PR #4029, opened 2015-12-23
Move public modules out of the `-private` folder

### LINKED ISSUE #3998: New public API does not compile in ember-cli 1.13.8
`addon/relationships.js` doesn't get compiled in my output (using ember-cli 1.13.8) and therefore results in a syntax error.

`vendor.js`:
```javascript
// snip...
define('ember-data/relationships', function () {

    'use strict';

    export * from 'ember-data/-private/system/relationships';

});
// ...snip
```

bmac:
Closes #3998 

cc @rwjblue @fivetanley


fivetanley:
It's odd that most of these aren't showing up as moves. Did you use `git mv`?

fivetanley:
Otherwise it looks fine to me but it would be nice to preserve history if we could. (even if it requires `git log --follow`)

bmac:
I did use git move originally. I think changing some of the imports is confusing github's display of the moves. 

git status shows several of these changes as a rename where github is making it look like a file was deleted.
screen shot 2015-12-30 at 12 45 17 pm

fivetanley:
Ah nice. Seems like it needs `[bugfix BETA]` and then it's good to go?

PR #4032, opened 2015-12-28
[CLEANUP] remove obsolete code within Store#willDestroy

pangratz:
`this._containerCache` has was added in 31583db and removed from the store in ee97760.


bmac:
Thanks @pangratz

################

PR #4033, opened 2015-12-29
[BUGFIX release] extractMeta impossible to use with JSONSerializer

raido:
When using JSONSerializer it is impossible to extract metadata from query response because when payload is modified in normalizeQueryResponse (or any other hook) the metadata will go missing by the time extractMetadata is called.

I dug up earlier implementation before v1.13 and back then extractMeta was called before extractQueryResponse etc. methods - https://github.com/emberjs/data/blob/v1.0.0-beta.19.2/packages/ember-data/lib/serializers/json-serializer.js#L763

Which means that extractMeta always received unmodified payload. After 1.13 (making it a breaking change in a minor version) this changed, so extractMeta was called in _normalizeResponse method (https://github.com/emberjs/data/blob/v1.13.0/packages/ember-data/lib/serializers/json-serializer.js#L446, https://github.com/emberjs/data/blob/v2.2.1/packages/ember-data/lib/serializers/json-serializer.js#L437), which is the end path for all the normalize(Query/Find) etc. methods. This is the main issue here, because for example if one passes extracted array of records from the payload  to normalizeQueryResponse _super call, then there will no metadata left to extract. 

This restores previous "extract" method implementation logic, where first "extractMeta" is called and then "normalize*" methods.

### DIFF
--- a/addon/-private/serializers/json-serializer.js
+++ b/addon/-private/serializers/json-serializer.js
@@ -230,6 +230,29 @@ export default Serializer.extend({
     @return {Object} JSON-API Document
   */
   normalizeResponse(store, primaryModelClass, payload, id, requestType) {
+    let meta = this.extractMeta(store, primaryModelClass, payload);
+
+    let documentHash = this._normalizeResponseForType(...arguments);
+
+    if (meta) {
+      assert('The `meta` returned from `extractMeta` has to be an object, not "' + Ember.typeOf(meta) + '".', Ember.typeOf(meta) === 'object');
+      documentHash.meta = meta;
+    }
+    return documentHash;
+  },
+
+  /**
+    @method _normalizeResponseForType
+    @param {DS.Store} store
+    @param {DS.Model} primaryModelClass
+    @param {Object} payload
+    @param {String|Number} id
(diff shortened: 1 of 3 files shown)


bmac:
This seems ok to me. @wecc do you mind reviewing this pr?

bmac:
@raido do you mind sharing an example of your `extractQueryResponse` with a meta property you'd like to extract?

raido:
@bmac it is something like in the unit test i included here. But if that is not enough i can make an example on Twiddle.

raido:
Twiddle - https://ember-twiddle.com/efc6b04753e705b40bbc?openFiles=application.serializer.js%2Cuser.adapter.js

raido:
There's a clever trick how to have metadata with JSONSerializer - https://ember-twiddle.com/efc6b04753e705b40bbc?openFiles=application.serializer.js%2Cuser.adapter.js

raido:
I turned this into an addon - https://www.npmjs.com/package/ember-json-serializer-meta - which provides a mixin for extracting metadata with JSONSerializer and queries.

################

Aim of the exercise
Only lines with the word "relationships" should be collected from the material.

Task response
`addon/relationships.js` doesn't get compiled in my output (using ember-cli 1.13.8) and therefore results in a syntax error.
define('ember-data/relationships', function () {
    export * from 'ember-data/-private/system/relationships';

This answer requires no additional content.